## Saved data entries
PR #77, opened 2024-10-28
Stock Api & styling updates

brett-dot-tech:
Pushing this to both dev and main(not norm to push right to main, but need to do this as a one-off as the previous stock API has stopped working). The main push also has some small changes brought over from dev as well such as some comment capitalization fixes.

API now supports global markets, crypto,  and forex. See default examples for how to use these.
==
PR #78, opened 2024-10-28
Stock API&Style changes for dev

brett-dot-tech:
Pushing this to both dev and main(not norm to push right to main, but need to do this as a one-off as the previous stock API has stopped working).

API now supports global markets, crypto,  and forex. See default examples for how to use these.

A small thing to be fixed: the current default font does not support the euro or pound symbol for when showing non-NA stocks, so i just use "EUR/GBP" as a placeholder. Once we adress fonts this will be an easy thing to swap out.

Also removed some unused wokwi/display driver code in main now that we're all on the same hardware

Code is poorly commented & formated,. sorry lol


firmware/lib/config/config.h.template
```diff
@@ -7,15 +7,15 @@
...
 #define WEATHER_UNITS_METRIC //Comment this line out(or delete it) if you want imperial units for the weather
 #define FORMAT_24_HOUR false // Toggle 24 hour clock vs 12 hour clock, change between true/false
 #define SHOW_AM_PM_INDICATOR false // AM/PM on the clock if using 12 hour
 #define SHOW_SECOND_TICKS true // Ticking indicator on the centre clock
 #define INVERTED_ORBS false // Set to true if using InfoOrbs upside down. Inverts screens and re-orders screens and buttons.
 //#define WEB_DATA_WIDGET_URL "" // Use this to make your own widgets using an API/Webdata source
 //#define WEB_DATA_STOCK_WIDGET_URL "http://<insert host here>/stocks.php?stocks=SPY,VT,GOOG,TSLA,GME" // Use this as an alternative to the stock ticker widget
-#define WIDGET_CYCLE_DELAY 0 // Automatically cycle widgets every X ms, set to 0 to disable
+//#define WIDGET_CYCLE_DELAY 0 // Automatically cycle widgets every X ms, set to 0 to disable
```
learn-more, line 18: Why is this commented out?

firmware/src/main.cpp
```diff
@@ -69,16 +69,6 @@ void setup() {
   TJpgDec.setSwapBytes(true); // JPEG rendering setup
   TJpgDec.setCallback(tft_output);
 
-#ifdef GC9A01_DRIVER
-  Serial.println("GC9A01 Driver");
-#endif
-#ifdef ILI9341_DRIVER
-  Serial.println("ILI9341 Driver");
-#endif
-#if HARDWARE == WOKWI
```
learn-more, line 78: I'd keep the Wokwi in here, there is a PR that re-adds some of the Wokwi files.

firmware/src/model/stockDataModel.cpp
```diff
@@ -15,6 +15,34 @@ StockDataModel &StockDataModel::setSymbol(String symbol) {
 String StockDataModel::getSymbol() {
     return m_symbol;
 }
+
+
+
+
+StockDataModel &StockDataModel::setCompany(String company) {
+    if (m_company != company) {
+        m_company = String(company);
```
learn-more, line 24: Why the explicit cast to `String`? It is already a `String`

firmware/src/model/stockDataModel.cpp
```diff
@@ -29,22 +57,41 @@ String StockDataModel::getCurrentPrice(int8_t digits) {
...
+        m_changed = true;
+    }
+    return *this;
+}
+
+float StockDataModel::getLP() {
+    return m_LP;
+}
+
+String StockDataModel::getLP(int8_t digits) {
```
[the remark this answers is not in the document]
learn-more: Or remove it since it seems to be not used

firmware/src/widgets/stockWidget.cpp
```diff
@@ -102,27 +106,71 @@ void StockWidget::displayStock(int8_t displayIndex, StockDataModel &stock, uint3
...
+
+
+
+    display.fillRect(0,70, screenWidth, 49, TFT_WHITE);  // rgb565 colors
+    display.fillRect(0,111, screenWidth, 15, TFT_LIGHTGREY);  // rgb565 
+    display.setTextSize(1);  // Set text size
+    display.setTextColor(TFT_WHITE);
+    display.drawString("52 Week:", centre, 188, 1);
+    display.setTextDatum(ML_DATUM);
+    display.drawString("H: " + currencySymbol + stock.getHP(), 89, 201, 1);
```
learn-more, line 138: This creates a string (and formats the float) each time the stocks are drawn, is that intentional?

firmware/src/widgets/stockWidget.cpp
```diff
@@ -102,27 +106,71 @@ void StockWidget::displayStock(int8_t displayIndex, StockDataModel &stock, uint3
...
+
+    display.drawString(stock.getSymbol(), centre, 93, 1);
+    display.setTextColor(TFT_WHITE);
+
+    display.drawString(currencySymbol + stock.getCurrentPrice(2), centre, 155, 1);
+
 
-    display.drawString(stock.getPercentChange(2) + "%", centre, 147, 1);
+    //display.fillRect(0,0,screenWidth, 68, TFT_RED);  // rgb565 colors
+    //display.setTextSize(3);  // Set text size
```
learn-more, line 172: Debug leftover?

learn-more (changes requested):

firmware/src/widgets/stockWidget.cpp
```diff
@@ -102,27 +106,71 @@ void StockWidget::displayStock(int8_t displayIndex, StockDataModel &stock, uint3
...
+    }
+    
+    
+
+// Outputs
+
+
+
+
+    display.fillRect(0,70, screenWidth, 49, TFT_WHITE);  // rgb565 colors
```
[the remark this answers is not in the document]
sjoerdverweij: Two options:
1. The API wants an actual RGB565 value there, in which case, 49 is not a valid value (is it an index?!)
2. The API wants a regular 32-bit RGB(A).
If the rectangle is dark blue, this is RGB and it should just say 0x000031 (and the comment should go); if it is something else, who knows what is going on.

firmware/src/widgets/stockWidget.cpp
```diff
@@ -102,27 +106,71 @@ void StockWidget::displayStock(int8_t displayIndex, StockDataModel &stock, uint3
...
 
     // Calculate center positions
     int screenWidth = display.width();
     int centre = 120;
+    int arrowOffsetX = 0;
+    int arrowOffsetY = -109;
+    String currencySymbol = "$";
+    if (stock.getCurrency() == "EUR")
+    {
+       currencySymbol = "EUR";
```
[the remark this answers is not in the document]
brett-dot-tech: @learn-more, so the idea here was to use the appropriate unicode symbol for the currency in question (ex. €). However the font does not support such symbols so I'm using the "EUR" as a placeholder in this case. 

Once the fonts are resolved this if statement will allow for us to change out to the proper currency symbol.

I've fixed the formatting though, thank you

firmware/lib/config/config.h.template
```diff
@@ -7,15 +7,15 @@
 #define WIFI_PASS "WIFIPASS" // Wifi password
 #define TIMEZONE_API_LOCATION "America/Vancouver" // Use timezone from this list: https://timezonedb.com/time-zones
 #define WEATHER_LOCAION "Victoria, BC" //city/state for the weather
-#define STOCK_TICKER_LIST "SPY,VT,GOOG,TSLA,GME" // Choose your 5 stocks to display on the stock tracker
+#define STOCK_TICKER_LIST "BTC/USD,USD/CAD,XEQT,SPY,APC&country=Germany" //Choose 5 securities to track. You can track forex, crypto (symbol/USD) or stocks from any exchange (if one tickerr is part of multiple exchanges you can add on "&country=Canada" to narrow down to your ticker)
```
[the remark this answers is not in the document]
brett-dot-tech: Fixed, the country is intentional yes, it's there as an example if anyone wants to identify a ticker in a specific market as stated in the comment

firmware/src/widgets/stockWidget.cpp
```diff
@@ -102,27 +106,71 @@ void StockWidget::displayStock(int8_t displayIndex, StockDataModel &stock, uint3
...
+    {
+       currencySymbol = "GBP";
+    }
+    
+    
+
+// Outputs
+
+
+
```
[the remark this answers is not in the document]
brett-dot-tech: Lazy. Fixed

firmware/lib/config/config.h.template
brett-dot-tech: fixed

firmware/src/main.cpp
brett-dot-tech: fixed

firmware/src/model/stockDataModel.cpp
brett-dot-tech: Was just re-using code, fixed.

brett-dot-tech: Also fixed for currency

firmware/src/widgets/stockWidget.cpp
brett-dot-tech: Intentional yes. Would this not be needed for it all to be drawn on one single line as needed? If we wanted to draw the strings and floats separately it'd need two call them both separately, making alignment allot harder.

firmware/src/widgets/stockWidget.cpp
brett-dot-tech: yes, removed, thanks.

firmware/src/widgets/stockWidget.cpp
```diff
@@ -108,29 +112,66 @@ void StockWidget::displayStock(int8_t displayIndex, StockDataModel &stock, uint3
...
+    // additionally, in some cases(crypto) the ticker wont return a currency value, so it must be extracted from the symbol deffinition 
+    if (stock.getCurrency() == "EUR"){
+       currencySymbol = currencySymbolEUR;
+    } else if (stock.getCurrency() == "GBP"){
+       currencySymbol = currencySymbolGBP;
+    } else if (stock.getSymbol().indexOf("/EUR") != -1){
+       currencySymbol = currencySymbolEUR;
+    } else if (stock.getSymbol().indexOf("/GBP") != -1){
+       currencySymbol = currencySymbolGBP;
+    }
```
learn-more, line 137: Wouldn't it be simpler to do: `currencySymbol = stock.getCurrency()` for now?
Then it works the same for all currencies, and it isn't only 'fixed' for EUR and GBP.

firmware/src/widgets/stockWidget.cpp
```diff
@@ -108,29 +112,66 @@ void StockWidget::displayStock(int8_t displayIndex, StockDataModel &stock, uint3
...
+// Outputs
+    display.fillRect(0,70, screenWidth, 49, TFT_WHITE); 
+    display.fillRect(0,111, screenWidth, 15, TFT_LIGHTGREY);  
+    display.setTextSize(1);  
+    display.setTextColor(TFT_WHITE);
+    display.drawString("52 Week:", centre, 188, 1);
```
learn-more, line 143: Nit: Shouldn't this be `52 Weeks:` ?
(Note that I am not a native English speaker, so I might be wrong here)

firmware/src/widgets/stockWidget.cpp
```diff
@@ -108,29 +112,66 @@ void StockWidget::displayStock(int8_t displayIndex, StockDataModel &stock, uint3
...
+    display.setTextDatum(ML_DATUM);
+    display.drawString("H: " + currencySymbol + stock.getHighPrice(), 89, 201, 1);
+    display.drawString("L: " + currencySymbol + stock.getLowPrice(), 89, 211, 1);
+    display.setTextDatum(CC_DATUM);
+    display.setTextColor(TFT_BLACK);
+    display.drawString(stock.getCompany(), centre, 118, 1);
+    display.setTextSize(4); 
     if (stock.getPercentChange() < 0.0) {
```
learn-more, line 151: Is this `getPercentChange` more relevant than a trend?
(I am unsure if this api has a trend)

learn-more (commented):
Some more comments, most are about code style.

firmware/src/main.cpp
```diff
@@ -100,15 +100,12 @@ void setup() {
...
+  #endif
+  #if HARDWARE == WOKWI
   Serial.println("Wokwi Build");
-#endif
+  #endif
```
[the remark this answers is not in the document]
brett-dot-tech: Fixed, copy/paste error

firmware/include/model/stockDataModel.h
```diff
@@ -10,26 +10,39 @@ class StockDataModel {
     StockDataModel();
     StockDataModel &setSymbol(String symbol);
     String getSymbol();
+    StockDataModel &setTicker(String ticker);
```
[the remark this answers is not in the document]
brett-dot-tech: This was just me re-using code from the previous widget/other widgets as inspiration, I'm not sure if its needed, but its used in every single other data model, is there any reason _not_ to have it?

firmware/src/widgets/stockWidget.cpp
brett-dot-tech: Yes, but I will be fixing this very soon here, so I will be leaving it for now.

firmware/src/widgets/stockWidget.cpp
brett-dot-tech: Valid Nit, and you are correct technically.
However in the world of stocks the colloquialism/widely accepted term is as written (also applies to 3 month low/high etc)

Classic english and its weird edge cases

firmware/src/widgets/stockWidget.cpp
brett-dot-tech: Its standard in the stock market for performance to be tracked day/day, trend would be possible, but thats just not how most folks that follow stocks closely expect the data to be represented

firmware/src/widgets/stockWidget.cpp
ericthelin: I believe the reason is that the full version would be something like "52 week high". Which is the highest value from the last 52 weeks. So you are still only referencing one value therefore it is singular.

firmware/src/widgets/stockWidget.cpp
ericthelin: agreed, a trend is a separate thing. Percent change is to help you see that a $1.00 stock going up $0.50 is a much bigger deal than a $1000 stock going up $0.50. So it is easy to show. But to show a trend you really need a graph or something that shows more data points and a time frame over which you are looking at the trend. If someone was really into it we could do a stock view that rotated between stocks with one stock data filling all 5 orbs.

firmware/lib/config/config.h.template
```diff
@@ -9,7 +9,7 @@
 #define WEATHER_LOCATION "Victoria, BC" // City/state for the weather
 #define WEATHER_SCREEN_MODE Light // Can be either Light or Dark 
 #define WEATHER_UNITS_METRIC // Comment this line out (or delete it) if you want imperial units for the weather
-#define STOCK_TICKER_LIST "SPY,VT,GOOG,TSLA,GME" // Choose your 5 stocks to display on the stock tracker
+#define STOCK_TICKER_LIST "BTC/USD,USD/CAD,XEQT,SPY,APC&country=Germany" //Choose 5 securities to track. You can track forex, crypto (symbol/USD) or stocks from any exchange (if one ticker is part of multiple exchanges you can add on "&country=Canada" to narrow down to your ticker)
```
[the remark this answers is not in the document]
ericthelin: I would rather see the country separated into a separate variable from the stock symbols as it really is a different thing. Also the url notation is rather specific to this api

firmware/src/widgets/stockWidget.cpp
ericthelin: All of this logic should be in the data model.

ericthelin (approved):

## WHAT NEEDS TO BE DONE
Search the entries for the word "wants" and pick out every line that holds it.

## ANSWER FOR THIS EXERCISE
1. The API wants an actual RGB565 value there, in which case, 49 is not a valid value (is it an index?!)
2. The API wants a regular 32-bit RGB(A).
brett-dot-tech: Fixed, the country is intentional yes, it's there as an example if anyone wants to identify a ticker in a specific market as stated in the comment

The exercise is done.